China’s vast industrial sector is steadily returning to the levels seen before the pandemic paralysed huge swathes of the economy early this year. Pent-up demand, stimulus-driven infrastructure and surprisingly resilient exports have been the main drivers propelling the rebound, but private consumption is lagging as consumers remain cautious about spending.

Profits at China’s industrial firms last month grew at the fastest pace since June 2018, official data showed on Thursday.

“High frequency data such as blast furnace operating rates and crude steel daily output continued to climb in August, likely driven by rising infrastructure demand,” said Jiang Dongying, Shanghai-based analyst at CIB Research.

“On foreign demand, the continued re-opening of overseas economies could help boost new export orders.”

UK-based industry consultancy Off-Highway Research said on Wednesday it now expects a 14% jump in China’s construction machinery sales due to government stimulus, having previously said it would dip 8% before COVID-19.

With infrastructure and property investment set to drive growth for the rest of the year, investment Bank HSBC this week raised its forecast for China’s 2020 GDP growth to 2.4% from 1.7%.

“With an uneven recovery and uncertain global growth, Beijing is focusing on reflating the domestic economy,” Qu Hongbin, chief China economist at HBSC, said in an article on Wednesday.
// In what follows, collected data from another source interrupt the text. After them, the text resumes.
Issue #3, opened 2019-04-04
Benchmarks


apendleton:
We should build out the machinery for Rust-side unit tests and benchmarks (the latter probably using `criterion`).

miccolis:
Capturing some discussion from chat w. @apendleton about benchmarks;

> The other option, though, would be to try and come up with a strategy for benching that actually at least sort of reflects production... on the fuzzy phrase side we have production-sized phrase dictionaries derived from open data sources, so maybe it's worth doing something like that... or, alternatively, building a benching tool that depends on private data, and then assembling a private corpus from our existing data sources
> In the past when benching coalesce and wanting to pass around a self-contained thing, I've used the `gb-*` indexes, which are big enough to be nontrivially but not so big that they can't be downloaded fairly quickly
> so if we went that route, we could maybe extract all the grids from current carmen cache into some easier-to-read format, put them on s3, and build some infrastructure to, during a bench run, download that data and index it, and run a bunch of real coalesces against it -- last time, I captured a bunch of actual coalesce calls from gb test runs

Nmargolis:
Added in #36, next steps outlined in #39

PR #36, opened 2019-06-19
Benchmarks

Nmargolis:
### Context
This PR adds some basic benchmark infrastructure.
Issue #3.

### Summary of changes
- [x] Adds Criterion benchmarks for Coalesce
- [x] Adds test util for loading grids from a line-delimited json file

### Next steps (future)
- [ ] Download a larger, more realistic dataset from s3 or other location
- [ ] Potentially add a [script](https://medium.com/@yamafaktory/rust-benchmarking-with-criterion-on-travis-ci-%EF%B8%8F-8b54d321e05) to run these benchmarks against master on CI


benches/coalesce.rs
```diff
@@ -0,0 +1,238 @@
...
+
+use carmen_core::gridstore::*;
+use test_utils::*;
+
+pub fn benchmark(c: &mut Criterion) {
+    // Make a vector to fill with closures to bench-test
+    let mut to_bench = Vec::new();
+
+    // Load data for coalesce single from json into a store
+    let filepath = Path::new("benches/data/coalesce-bench-single-3848571113.json");
```
apendleton: What is this relative to? Does it matter where you run `cargo bench` from?

rust-src/src/gridstore/store.rs
```diff
@@ -246,9 +246,6 @@ impl GridStore {
                     let coords_vec =
                         get_vector::<Coord>(record_ref.1, &rs_obj._tab, RelevScore::VT_COORDS)
                             .unwrap();
-                    // TODO could this be a reference? The compiler was saying:
-                    // "cannot move out of captured variable in an `FnMut` closure"
-                    // "help: consider borrowing here: `&match_opts`rustc(E0507)""
```
apendleton: Why remove these comments? (Mostly asking because this PR doesn't otherwise change this file, and it's going to cause a merge conflict with #37)

benches/coalesce.rs
Nmargolis: It's relative to the output of `std::env::current_dir()` which I think is the absolute path to the `carmen-core` dir. This seems to work regardless of whether the bench command is run in `carmen-core/` or `carmen-core/rust-src/` or `carmen-core/benches`, which suggests it's not dependent on where you run the bench command from. I added a comment to the load_grids_from_json function that the path should be relative to `carmen-core/`

rust-src/src/gridstore/store.rs
Nmargolis: Just because they seem like they shouldn't be in there. Agreed that it's not relevant to this PR, so reverting. At some point we can do a separate sweep for TODOs that probably don't belong in the code.

Nmargolis:
Added a comment about what the file path should be relative to, and reverted the removal of TODOs in an unrelated file.

The concern about using the same case over and over is valid and we should definitely have a more realistic set of queries to run. For now, this is essentially a port of the similarly-simplistic [carmen-cache bench](https://github.com/mapbox/carmen-cache/blob/master/bench/coalesce.bench.test.js)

“We thus expect policy to remain supportive with further interest-rate reductions this year – a 25 basis-point cut in the average reserve-requirement ratio to 9.15% and the one-year loan prime rate trimmed by another 20 points to 3.65%.”

The official PMI and its sister survey on the services sector will be released on Monday.

The Caixin manufacturing PMI will be published on Sept. 1, and analysts expect a reading of 52.7, easing from 52.8 in July. The Caixin services PMI survey will be out on Sept. 3.